_What to work on_: Each line of the data that includes the string "char" is to be copied out.

_Items from a dataset_:
'''

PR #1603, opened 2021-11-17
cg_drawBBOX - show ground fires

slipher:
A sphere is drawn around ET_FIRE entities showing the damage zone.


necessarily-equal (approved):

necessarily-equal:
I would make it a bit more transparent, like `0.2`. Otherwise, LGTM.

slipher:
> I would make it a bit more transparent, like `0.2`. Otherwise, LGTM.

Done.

'''
'''

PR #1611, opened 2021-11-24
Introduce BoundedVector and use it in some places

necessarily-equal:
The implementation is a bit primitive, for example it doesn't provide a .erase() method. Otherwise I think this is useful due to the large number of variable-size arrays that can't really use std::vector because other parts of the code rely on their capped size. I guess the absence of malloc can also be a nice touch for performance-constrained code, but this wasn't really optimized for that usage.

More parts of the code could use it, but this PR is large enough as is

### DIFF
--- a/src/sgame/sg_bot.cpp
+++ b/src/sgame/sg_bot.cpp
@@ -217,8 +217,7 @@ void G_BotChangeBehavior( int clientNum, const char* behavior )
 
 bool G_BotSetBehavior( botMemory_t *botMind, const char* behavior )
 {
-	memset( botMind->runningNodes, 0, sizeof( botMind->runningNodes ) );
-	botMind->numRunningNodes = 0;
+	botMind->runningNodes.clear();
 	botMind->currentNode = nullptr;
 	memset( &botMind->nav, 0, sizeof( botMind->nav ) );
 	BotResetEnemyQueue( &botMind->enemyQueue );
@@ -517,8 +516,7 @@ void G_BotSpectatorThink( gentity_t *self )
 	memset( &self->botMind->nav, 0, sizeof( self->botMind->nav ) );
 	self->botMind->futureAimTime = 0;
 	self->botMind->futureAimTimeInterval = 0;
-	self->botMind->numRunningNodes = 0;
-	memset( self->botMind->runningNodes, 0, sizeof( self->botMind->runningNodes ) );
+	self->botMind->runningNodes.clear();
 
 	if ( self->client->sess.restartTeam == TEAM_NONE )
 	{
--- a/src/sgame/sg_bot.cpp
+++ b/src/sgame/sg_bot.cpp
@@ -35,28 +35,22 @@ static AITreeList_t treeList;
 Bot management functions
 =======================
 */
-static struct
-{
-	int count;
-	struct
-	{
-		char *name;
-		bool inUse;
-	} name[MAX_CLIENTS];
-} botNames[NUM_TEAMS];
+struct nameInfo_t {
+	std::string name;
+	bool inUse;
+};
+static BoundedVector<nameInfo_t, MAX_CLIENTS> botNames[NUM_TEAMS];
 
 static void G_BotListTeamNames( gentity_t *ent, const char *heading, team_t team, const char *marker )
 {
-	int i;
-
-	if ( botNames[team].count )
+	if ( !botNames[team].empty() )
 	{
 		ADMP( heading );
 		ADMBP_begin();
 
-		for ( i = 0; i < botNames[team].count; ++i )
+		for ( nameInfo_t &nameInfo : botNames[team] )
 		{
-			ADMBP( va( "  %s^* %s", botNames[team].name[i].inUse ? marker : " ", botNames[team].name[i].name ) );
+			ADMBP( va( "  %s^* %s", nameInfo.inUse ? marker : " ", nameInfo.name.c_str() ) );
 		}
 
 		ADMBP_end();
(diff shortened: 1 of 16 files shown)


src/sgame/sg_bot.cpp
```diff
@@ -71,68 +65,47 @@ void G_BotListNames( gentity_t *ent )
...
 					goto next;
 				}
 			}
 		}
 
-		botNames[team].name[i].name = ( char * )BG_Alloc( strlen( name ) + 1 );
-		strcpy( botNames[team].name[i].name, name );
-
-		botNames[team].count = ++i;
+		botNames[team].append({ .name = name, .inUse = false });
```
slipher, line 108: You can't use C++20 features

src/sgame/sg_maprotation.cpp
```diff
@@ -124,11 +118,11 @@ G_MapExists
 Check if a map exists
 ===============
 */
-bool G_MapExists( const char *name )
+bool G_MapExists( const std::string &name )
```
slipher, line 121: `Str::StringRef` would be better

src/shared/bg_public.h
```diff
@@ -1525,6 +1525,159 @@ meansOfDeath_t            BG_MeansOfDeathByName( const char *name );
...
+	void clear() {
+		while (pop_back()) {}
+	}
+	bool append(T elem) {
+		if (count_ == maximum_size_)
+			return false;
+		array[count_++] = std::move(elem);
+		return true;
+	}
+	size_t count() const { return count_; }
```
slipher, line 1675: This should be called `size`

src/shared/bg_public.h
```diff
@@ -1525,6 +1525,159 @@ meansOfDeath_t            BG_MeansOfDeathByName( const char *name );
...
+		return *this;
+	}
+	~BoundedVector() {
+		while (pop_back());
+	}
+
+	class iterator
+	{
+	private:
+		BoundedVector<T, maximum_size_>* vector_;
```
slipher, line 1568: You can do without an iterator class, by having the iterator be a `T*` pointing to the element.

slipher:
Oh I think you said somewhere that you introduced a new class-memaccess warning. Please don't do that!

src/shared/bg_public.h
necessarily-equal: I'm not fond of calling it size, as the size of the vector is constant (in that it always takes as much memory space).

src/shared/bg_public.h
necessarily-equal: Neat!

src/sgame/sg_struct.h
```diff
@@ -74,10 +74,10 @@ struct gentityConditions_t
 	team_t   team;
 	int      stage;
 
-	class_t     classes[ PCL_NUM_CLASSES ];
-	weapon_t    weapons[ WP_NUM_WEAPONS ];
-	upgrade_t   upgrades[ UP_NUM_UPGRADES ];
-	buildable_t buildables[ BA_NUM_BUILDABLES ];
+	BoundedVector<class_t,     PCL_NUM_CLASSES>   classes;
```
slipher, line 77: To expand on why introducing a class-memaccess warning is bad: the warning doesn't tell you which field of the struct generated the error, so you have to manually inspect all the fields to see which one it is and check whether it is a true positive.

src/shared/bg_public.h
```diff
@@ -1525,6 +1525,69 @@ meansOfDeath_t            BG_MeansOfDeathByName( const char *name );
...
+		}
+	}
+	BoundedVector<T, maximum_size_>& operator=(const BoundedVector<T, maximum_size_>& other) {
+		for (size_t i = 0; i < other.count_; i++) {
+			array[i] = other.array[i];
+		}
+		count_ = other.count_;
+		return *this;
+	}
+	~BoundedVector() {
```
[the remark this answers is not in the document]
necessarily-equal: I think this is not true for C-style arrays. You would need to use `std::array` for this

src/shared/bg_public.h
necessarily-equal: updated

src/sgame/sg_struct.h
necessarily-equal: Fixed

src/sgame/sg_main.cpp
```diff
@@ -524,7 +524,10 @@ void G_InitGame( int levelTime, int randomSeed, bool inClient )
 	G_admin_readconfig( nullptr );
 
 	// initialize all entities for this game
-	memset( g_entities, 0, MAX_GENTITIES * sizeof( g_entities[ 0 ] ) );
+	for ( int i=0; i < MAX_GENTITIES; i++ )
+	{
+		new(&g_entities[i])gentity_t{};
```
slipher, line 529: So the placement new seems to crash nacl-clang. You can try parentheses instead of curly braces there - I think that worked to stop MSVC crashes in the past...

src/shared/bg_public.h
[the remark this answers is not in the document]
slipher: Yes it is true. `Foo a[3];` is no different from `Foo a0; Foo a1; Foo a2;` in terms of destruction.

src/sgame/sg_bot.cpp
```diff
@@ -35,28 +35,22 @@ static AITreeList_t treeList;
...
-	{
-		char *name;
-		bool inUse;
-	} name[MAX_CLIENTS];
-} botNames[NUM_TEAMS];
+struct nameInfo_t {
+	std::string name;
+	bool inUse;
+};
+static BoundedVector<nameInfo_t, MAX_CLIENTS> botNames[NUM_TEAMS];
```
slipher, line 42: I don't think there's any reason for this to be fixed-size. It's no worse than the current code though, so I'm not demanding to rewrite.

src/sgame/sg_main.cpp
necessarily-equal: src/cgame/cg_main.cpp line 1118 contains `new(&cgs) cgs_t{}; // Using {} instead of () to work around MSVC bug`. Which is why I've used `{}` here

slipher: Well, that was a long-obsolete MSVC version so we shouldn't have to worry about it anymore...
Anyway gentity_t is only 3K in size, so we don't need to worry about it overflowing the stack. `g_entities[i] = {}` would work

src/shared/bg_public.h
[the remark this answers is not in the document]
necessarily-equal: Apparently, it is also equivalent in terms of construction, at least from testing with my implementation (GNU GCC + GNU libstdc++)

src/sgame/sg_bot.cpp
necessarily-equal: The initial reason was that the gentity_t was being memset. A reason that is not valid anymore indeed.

'''

_Exercise output_:
@@ -217,8 +217,7 @@ void G_BotChangeBehavior( int clientNum, const char* behavior )
 bool G_BotSetBehavior( botMemory_t *botMind, const char* behavior )
-		char *name;
 static void G_BotListTeamNames( gentity_t *ent, const char *heading, team_t team, const char *marker )
-		botNames[team].name[i].name = ( char * )BG_Alloc( strlen( name ) + 1 );
-bool G_MapExists( const char *name )
@@ -1525,6 +1525,159 @@ meansOfDeath_t            BG_MeansOfDeathByName( const char *name );
@@ -1525,6 +1525,159 @@ meansOfDeath_t            BG_MeansOfDeathByName( const char *name );
@@ -1525,6 +1525,69 @@ meansOfDeath_t            BG_MeansOfDeathByName( const char *name );
-		char *name;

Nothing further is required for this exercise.